Saved entries
<<<<
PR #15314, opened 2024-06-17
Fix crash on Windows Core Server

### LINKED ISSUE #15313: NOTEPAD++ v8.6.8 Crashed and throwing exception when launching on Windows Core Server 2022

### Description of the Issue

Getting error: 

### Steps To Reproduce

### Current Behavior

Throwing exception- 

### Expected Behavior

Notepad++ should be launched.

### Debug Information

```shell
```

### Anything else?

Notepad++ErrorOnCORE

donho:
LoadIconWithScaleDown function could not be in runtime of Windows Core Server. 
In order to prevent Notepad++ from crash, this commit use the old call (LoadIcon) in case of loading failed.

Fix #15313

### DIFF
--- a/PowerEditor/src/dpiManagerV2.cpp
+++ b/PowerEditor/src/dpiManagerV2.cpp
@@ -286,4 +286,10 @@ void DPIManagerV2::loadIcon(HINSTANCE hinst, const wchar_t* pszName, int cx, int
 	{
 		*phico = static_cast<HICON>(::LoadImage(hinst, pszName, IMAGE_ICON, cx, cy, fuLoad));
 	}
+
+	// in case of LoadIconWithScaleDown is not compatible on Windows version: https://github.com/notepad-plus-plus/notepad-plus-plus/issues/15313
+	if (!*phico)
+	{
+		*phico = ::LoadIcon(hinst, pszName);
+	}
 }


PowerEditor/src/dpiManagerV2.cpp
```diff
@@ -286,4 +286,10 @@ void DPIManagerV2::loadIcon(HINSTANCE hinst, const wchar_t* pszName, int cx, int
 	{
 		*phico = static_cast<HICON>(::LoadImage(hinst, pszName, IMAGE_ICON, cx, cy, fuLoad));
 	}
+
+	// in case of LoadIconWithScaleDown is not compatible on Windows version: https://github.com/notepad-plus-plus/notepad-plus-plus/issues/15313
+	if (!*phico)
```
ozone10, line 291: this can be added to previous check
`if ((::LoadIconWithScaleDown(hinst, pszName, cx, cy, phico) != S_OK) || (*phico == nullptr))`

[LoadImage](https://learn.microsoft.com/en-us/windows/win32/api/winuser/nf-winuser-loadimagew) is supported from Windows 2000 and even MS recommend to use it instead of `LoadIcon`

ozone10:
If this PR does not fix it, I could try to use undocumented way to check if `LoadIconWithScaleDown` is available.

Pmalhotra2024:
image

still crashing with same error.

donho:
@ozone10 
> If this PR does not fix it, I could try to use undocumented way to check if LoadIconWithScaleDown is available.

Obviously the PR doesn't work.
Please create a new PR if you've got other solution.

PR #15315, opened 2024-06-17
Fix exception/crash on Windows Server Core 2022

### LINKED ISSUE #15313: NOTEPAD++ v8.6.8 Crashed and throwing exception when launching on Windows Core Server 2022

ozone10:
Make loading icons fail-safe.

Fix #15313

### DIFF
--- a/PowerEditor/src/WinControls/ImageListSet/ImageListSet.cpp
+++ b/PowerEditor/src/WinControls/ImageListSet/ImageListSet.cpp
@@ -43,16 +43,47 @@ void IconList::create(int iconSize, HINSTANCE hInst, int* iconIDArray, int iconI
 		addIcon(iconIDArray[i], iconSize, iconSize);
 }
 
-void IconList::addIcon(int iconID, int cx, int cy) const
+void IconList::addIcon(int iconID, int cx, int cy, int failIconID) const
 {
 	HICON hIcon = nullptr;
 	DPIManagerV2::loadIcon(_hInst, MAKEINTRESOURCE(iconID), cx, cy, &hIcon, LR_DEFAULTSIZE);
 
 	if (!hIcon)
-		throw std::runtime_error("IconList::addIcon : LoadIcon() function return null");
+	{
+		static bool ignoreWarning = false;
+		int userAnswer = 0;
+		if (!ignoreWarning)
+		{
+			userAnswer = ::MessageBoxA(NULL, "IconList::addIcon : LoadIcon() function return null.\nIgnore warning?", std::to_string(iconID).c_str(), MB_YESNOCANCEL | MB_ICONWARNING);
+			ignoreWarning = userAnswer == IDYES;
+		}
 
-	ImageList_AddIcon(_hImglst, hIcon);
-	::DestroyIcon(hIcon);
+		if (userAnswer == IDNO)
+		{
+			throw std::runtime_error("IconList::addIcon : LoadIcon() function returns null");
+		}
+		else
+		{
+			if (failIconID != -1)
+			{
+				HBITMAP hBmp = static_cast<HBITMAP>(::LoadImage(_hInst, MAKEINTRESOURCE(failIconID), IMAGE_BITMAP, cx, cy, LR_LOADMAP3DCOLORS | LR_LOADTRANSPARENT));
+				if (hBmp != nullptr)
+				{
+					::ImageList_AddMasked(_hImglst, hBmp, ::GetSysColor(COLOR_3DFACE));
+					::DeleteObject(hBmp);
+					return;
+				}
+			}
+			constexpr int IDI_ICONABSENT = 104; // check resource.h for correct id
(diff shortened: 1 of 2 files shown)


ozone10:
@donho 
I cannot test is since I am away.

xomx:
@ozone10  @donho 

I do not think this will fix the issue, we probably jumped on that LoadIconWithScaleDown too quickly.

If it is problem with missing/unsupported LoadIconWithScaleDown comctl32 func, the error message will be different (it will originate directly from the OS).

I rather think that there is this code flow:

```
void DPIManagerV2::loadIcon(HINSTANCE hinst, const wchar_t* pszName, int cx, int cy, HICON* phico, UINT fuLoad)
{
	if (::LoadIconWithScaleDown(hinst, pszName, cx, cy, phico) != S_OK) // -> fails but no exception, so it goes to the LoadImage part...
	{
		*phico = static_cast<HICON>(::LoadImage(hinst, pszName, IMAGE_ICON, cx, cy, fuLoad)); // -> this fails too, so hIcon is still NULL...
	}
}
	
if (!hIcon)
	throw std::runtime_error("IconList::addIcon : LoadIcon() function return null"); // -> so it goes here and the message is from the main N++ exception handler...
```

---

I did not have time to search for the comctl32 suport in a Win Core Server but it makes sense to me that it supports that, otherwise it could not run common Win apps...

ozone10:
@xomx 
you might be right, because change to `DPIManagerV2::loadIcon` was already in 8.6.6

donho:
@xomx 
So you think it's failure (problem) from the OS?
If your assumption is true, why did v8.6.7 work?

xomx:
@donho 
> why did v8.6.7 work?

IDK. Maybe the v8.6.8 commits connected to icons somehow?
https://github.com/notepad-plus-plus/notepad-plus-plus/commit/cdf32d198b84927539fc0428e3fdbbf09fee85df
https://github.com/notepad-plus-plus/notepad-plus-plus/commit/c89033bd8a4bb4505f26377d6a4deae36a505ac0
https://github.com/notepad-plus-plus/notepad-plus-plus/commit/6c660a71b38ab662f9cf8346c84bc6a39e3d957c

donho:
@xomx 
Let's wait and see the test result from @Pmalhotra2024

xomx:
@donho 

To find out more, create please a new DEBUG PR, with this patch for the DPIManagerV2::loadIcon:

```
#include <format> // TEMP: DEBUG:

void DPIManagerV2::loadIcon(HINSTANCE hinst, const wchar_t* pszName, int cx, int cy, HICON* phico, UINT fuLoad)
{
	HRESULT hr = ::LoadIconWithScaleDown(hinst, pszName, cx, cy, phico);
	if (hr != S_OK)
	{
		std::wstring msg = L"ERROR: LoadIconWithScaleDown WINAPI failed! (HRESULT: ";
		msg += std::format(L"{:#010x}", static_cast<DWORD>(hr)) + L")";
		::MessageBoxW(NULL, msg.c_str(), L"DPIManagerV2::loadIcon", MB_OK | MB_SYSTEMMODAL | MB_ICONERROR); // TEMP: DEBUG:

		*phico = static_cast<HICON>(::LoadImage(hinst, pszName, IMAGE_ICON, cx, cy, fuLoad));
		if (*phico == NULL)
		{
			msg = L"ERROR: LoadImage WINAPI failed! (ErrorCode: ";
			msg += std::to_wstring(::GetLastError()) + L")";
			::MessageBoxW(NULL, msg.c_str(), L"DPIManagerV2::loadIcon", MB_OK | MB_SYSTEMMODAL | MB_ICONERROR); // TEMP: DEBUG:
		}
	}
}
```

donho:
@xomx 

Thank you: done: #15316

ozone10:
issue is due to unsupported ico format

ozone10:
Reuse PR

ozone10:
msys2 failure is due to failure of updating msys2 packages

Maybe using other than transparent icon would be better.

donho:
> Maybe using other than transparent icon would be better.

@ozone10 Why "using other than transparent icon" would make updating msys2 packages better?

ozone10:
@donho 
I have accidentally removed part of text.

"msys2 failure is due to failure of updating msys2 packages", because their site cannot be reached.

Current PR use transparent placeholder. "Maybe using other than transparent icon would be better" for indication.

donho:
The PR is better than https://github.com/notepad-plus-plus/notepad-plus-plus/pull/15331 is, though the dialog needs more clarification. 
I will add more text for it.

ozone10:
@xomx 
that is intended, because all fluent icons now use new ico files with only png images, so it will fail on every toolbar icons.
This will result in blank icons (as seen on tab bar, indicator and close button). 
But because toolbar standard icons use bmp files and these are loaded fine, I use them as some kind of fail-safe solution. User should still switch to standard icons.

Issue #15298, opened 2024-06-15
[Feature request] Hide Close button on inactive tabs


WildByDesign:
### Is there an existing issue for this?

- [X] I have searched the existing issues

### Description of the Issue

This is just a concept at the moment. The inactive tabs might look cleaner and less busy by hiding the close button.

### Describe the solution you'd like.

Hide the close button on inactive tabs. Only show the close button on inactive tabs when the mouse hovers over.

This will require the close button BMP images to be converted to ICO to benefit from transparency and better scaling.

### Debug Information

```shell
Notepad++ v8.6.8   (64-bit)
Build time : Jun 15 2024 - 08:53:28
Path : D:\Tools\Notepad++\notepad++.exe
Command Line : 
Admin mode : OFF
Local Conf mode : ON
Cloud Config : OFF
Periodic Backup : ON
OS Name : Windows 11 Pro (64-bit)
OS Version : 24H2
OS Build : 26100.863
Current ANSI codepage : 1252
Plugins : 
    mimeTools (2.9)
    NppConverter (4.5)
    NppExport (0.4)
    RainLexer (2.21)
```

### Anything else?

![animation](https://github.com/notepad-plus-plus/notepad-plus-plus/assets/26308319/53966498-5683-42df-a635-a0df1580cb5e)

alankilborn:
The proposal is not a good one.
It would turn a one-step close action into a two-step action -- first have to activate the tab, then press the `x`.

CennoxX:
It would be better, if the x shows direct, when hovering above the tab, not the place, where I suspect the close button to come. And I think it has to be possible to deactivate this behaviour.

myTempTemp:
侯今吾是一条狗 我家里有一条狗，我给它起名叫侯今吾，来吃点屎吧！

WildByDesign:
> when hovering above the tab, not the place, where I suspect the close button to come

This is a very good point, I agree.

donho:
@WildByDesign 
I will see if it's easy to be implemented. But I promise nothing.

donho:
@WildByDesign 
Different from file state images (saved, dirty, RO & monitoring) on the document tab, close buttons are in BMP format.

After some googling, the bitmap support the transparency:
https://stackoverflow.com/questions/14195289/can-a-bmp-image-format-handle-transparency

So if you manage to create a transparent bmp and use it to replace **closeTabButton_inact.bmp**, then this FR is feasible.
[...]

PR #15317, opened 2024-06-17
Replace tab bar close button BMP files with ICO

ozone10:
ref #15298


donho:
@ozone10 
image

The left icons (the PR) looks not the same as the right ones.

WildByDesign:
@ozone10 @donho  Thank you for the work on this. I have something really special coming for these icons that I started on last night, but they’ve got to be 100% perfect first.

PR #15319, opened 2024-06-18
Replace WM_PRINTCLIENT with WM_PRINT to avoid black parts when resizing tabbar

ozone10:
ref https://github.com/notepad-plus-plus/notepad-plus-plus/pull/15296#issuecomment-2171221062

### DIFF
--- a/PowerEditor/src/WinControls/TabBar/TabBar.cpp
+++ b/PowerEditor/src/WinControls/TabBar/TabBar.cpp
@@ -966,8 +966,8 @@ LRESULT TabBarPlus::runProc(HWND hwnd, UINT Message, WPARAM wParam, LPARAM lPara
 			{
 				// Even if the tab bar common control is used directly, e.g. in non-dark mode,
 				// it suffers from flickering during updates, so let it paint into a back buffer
>>>>
Wherever the string "more" occurs in the records, copy the line it is in.

To find out more, create please a new DEBUG PR, with this patch for the DPIManagerV2::loadIcon:
The PR is better than https://github.com/notepad-plus-plus/notepad-plus-plus/pull/15331 is, though the dialog needs more clarification. 
I will add more text for it.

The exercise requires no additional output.